Obama not only praised the “special partnership” with Great Britain; he bestowed upon Gordon Brown, whose administration is on its last legs at home, the unusual honor of addressing a joint session of Congress.

That wasn’t accidental. Important figures in the new administration, Treasury Secretary Tim Geithner, Larry Summers, head of the National Economic Council, and Robert Reich, Obama’s economic advisor, are all long-time friends of Gordon Brown and all place great store in his economic expertise. Nobel laureate Paul Krugman also praised Brown in a New York Times article in which he said Brown had “dealt intelligently” with the financial crisis and because of his speedy action “saved the global financial system.”

But the praise proved to be premature. The situation has steadily deteriorated since that time and the crisis has enveloped the entire world. America’s GDP has declined more drastically than first feared. It looks equally gloomy in Great Britain, while on the European continent, a threatening chasm between East and West has opened in the wake of the financial crisis.

The Anglo-American “special relationship” will change from the Bush-Blair days, concentrating not on the “Global War on Terrorism,” although that war will continue as Obama made unmistakably clear in his inaugural address. The priority now will be the struggle against global recession.

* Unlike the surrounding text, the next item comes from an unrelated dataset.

Issue #6998, opened 2026-01-06
MTA-STS Connection refused


BEBU88:
### Contribution guidelines

- [x] I've read the [contribution guidelines](https://github.com/mailcow/mailcow-dockerized/blob/master/CONTRIBUTING.md) and wholeheartedly agree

Gordon Brown belongs to a group jointly responsible for today’s financial misery. He was the architect of “tread lightly regulation” and in 1997 created a new, and as we now know, incompetent oversight system of the banking industry. But he does, however, have a reputation in the Obama team for knowing what’s now necessary.

Brown sees himself as the junior partner with a glamorous president in this dynamic duo, a partner whose radiance he hopes might also shine on him. Both men are convinced that a classic social-democratic policy of deficit spending is now called for, which is why both men are ramping up their respective national debt to record levels.

Brown will use his appearance before the U.S. Congress to deliver warnings about protectionist tendencies, to encourage equal trade, and to push the necessity of new international regulations. It won’t be easy to get those messages across. The Congress, with its Democratic majority, now tends toward national navel-gazing more strongly than in Bush’s day. This has raised alarm throughout Europe, as the events of the past few weeks have shown.

One thing Brown has not succeeded in doing: ridding himself of his predecessor’s shadow. Tony Blair, like the tortoise in his race with the hare, has already succeeded. He met with Obama in Washington, they got along famously, and, according to all accounts, even prayed together.